Welcome to Investing With Comfort. I’m Richard E. Evans, investment author and analyst.

The main point of this blog is to show anyone with money in the markets a low-stress way to outperform Wall Street.

It’s not as hard as it sounds. Certain index funds–especially those that cost $5 out of every $1,000 invested–routinely outperform actively managed funds and private portfolios. Let’s look at some examples from my latest book, Investing With Comfort:

The venerable S&P Dow Jones company issues a report called SPIVA, which is short for Standard and Poor’s Indices Versus Active. It’s an authoritative, ongoing comparison of actively managed performance versus relevant indexes. Here’s what SPIVA reports on the results of a broad-market index versus the average of all domestic stock funds over three time periods, each ending on December 31, 2015:

  • The three-year record shows that 81 percent of actively managed funds failed to beat the S&P Composite Index of 1500 stocks, which covers 90 percent of the U.S. stock market.
  • The five-year record shows that 88 percent of actively managed funds failed to beat that index.
  • The 10-year record shows that 83 percent of actively managed funds failed to beat that index.

So whether you look at three years, five years, or 10 years, more than 80 percent of actively managed funds failed to outperform a broad-market index. And last year? To pick one example, the Vanguard Total U.S. Stock Market Index Fund turned in a scorching 18.07% return.

“But,” someone may say, “those special index funds didn’t beat all the actively managed funds. So I’ll just buy the ones that beat the indexes.”

Lots of luck. What you’ll find is that there’s little to no consistency from year to year; last year’s winners are likely to be this year’s losers. Here’s how bad it gets:

Two, then none.
In 2014, researchers at S&P Dow Jones Indices studied the performance of of 2,862 actively managed mutual funds over a five-year period starting in 2010. These were funds that were in the top quarter of performance (called a “quartile”) in March of 2010. Want to guess how many of those high-fliers stayed in the top quartile for the entire 5-year period?

The answer is two. That’s two out of 2,862. Imagine the odds against picking those two in 2010. (I hope someone reading this calculates the odds.
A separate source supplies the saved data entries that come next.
PR #103, opened 2017-02-23
--force-yes to db

rdlester:
This makes the db container install work but I'm not sure if it's right.


chrishenry:
Generally, it's not the best idea to blindly answer yes. 

However, since this isn't particularly sensitive work, I think it's fine.

PR #105, opened 2017-02-26
Allow query by owner's corporation_name as well as name

LKWLaLa:
# Changelog #

### New ###

- Display `corporation_name` in Owners search dropdown in addition to `name`

- Query both `name` and `corporation_name` in Rails OwnersController `#index` action


chrishenry:
👍

chrishenry (commented):
👍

Common sense tells me they must be astronomical.)

And it gets worse. The researchers also looked at how many of the 2,862 funds stayed in the top quartile through six years. The answer this time: none. One of the two top-quartile funds after five years plunged to the bottom quartile in the sixth year, while the other one sank to the third quartile.

But suppose you were lucky enough to buy one of those funds in 2010. What then? Well, if that fund was doing well, it’s likely that the broad-market index funds were also doing well. So your gain over their performance would probably have been no more than a couple of percentage points, depending on when you sold.

Aside from earning only a small net gain over an index fund, there’s another issue you would have had to confront: when to sell, always a tough decision. As the outperforming fund started to turn down, you may not have immediately sold. Having done well with the fund, you may have decided to hang in there, even as the fund sank lower and lower. In that case, by the time you finally sold, your gain may have turned into a loss.

Which leaves us with the conclusion that human nature is yet another reason to prefer broad market index funds to owning individual stocks or funds.

In future posts, I’ll explain why broad market (and total market) index funds typically outperform actively managed funds and portfolios. I’ll also review a strategy for comfortable investing and comment on which types of index funds are likely to give you the best results.